1:28:05There's no way that I'd sabotage my cold email. I'm sorry mate, but if you believe it to be true, you will act it out even if it seems counterproductive or counterintuitive to you getting what you want.
1:28:16You know, it's it's like it's it's the same thing with like homeless people. Right?
1:28:22It's tragic and it breaks my heart but some homeless people, they in their mind, their belief system, they believe that they deserve to be homeless. They believe that.
1:28:31Right? And so even if you put them in a house and you you gave them shelter and food and water, they would reject it because they deserve they believe to be homeless.
1:28:42Now that's not every homeless person I'm sure and I've never been homeless so I can't exactly comment but I'm sure that that's that's the case with quite a few of them. Right? Same thing.
1:28:51If you believe that you are an alcoholic, then you're going to drink even if you don't want to.
1:28:59So, you know, this is the interesting thing about all these identities and all these beliefs like, you know, if you believe you're bad at sales. It's like, well well, why?
1:29:08Why do you believe you're bad at sales? Well, maybe when you were 14, you tried to sell a Pokemon card to someone and they said no.
1:29:19And that person said, my dad said you're terrible at sales. And then you've just you've just that was the initial experience, and then you've just sought to confirm it, and then and then that's it.

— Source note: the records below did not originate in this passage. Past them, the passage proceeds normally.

Issue #140, opened 2022-04-20
Update Bootstrap 5.2.0


crftwrk:
- [x] Update Bootstrap 5.2.0-beta1 https://github.com/bootscore/bootscore/commit/7389d0785d674eafccc9b74fbc45de32ea11d051
- [x] Update variables docs
- [x] Check Scrollspy and docs
- [x] Update header.php docs
- [x] Update FA6 docs
- [x] Update Google Fonts docs
- [x] Update translation docs
- [x] Dark mode Accordion
- [x] Remove `/scss/bootscore/_offcanvas.scss` https://github.com/bootscore/bootscore/pull/159
- [x] Rename page-blank-without-container to page-blank.php https://github.com/bootscore/bootscore/pull/163
- [x] Store page and single templates in folder https://github.com/bootscore/bootscore/pull/163
- [x] Remove navbar-light classes in header.php https://github.com/bootscore/bootscore/commit/54985949a75219db1e7139e21bca867619ed07e0
- [x] Added responsive offcancas to _admin_bar.scss https://github.com/bootscore/bootscore/commit/627abe95e946c8ab4a63cb7b418c9a5eddebc621
- [x] Change badge `text-bg-*` classes https://github.com/bootscore/bootscore/commit/ca17c9d617497689cb92e79358f8e2886d01122e
- [x] Pagination border hotfix https://github.com/bootscore/bootscore/commit/571c3aa953582b901a362f992c528d2ede7dd0f9
- [x] Modal bS Cookie Settings plugin hotfix https://github.com/bootscore/bootscore/commit/150fa4c1bcbdc93f1a2f88e33bed1ce70f1f74cb
- [x] Sidebar to responsive offcanvas https://github.com/bootscore/bootscore/pull/171
- [x] Disable/rewrite smooth scroll docs
- [x] Rewrite IE alert docs
- [x] Update child-themes 
- [x] Update Bootstrap 5.2.0 stable https://github.com/bootscore/bootscore/commit/da15257ff2d69e854198a618aa6843477250275e
- [x] Update version numbers https://github.com/bootscore/bootscore/commit/de7f69ebd6ccad0fed7ead497580c232180a808d
- [x] Revisit Pagination border hotfix https://github.com/bootscore/bootscore/commit/571c3aa953582b901a362f992c528d2ede7dd0f9, new hotfix https://github.com/bootscore/bootscore/commit/16eb38e8f6452df919d5ef9d0c0339e408400405
[...]

PR #155, opened 2022-05-16
5.2.0.0-beta1

crftwrk:
- Closes https://github.com/bootscore/bootscore/issues/140
- Includes Offcanvas fix https://github.com/twbs/bootstrap/commit/bb4f9d74fb399986eeeed07da10eded0908200b1
- Full change log https://github.com/bootscore/bootscore/issues/140
- Tested and works fine https://projekte.crftwrk.de/bs-5.2.0-beta1/

@justinkruit If you agree, I'm happy when you click the merge button. There is a drafted release and I'm happy too if you want to release this tomorrow morning. I do the blog post now.


crftwrk:
> You think it's a good idea to already make a release with BS 5.2.0 Beta 1? Checking the Projects page (https://github.com/twbs/bootstrap/projects/45) there are already some more bugs, so maybe it's best to wait a few more betas or the full release.

Agree. So I have more time for the blog. You're correct, let's wait.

1:29:31Now you just believe these things, they're not bloody real. I mean they are real but they're not anything except from you just telling yourself that they are.
1:29:41Thing like your beliefs are only real because you believe they are real. There's nothing else to it than that. There's no other measurement.
1:29:51You know, it's like if you're if you're if you're if you're like let's say that you're overweight and you you're like, oh, I can't lose weight.
1:30:00Okay. It's impossible for me to lose weight no matter how hard I try. Bollocks, bullshit.
1:30:05That's not the objective truth because thermodynamics exists and if you put yourself enough of a calorie deficit, you will lose weight by the laws of physics and nature.
1:30:16Sure. It might be slightly harder for you to lose weight than other people, but it's not. You can't go around saying stuff like it's impossible for me to lose weight because that would mean that you're quite literally through your existence breaking the laws of physics and thermodynamics.
1:30:31Not possible. So all of these things that you believe to be true, you only believe them because you tell yourself you believe them, and then you act them out, and then your life is the way it is because you believe them.
1:30:42But then you become attached to them, and you defend them to the to the death even though they don't serve you and they hold you back and sometimes even kill you. That's all all it is. All these belief things are are just these little stories that you've told yourself, nothing else.
1:30:56That's it. That's all it is. And a positive feedback loop or also known as amplification happens when a cause creates an effect which feeds back into the cause which creates an exponential effect over time.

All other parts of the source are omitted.